[Collected data entries]
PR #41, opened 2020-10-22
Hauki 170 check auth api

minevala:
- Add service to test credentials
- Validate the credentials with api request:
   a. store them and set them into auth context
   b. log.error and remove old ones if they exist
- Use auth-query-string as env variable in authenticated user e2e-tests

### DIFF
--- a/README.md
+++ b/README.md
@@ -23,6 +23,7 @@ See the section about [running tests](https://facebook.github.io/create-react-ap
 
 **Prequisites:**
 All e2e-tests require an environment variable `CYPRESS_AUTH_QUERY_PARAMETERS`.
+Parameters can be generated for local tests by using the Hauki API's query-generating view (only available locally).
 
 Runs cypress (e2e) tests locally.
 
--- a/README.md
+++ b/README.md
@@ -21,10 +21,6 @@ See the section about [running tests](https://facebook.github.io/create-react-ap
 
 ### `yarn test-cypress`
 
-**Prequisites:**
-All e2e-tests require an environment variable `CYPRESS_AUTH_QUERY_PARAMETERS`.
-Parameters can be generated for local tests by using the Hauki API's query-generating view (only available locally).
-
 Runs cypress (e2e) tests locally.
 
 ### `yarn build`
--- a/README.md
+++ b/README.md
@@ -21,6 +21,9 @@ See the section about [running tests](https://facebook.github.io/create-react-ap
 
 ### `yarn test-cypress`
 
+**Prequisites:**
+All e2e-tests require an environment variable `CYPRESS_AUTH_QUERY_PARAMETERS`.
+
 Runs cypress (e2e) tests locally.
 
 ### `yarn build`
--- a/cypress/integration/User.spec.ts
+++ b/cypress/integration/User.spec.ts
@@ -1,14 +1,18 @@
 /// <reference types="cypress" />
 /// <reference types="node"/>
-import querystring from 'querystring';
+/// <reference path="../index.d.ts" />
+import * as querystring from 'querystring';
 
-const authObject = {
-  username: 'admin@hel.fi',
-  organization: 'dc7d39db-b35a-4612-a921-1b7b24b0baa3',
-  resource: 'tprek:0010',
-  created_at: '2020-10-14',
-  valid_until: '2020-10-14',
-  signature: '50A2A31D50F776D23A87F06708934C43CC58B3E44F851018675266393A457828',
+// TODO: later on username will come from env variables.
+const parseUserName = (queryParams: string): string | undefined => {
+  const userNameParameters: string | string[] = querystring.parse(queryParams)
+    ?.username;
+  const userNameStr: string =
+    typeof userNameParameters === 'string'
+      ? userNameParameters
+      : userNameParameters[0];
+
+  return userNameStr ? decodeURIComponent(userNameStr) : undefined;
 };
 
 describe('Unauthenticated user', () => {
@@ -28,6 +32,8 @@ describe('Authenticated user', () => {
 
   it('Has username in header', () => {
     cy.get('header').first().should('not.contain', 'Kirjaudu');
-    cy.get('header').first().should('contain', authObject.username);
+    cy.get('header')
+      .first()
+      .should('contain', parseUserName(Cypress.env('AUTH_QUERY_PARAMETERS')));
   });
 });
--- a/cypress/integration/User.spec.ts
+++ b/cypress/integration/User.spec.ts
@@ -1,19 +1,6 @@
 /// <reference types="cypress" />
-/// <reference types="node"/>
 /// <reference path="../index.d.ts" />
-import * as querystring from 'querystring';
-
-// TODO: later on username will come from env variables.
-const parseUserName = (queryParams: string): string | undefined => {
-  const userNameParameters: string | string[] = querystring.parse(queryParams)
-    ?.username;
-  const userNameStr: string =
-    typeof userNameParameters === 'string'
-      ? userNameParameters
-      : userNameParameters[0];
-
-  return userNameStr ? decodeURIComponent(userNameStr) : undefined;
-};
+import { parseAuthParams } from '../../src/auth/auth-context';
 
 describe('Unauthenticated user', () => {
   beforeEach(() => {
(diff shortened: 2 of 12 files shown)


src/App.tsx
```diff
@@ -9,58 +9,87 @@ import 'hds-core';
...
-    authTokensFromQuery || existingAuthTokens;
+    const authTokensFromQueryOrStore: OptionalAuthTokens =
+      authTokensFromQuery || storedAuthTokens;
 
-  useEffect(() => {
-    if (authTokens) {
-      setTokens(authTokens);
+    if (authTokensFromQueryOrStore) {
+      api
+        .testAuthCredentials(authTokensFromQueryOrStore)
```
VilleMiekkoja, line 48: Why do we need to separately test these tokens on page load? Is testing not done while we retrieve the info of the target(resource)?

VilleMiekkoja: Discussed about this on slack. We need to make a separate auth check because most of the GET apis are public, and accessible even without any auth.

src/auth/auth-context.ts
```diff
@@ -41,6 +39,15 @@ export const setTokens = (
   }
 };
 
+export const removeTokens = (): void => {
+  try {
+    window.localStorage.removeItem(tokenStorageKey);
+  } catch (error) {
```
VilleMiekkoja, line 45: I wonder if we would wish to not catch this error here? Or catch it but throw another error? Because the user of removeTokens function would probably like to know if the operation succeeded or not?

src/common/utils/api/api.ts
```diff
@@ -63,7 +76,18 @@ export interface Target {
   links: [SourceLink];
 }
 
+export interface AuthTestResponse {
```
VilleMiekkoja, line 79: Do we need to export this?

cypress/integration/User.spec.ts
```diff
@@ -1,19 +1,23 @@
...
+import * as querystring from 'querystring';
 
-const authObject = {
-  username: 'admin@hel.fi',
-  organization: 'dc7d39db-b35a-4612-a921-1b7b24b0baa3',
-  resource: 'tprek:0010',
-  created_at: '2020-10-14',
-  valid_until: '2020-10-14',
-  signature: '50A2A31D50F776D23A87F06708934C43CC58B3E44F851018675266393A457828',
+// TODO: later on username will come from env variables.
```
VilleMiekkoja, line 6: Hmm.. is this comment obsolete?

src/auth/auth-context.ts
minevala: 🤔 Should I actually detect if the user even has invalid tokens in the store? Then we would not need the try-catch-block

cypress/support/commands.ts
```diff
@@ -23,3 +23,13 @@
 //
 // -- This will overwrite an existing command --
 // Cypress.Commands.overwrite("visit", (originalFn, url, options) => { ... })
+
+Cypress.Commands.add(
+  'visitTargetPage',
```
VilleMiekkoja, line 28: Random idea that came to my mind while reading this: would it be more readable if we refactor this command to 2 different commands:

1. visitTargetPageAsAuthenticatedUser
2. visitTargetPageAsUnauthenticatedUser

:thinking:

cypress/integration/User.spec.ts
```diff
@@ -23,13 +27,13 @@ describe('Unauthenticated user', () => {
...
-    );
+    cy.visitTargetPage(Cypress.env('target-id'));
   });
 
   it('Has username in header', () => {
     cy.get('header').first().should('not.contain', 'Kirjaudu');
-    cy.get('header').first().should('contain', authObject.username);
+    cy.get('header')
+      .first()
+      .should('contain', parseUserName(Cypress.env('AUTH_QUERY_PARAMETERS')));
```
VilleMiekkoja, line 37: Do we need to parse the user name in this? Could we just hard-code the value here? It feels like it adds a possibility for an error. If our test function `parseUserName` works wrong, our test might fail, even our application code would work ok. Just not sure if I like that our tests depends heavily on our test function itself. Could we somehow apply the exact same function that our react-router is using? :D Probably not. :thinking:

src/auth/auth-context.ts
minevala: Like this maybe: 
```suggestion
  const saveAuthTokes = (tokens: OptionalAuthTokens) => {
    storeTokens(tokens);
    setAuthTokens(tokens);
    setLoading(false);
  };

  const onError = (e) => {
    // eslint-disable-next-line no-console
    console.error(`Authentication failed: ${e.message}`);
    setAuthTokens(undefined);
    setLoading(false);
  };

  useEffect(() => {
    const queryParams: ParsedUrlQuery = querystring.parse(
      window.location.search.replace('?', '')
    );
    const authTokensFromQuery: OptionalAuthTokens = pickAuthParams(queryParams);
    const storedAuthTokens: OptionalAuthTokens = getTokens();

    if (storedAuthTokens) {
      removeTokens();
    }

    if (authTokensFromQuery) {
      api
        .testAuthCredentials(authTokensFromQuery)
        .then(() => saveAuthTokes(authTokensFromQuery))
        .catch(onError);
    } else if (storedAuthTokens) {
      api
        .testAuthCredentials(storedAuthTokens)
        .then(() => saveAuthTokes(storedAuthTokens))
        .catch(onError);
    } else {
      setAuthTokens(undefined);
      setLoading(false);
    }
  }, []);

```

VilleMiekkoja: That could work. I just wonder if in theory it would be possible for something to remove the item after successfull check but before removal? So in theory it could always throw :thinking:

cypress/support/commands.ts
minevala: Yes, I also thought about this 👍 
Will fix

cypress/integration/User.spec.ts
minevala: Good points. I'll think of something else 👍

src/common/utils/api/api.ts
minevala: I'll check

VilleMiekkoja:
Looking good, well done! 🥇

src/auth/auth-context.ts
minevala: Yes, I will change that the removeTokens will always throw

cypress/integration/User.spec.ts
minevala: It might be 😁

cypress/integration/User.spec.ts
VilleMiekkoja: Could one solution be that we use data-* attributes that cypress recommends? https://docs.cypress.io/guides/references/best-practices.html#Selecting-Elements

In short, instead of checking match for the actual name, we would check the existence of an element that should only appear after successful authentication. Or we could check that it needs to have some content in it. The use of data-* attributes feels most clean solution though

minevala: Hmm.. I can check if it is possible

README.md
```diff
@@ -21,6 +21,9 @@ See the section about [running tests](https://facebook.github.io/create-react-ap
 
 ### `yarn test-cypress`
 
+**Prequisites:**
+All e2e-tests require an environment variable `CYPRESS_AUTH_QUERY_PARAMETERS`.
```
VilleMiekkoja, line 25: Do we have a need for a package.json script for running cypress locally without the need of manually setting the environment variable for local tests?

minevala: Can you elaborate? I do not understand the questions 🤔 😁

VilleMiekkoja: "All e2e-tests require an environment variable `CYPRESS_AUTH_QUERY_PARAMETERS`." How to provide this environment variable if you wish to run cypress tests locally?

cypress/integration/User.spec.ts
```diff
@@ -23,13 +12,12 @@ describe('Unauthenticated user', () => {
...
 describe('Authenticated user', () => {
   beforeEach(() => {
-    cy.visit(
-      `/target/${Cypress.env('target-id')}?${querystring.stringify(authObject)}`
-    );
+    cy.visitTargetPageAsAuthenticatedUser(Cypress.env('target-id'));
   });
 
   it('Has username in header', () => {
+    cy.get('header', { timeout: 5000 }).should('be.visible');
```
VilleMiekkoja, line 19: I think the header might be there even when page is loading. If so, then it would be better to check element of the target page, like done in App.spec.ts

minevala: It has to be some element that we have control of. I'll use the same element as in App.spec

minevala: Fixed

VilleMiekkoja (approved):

• Assignment
Copy out the lines above with "wonder" in them.

• Worked solution
VilleMiekkoja, line 45: I wonder if we would wish to not catch this error here? Or catch it but throw another error? Because the user of removeTokens function would probably like to know if the operation succeeded or not?
VilleMiekkoja: That could work. I just wonder if in theory it would be possible for something to remove the item after successfull check but before removal? So in theory it could always throw :thinking:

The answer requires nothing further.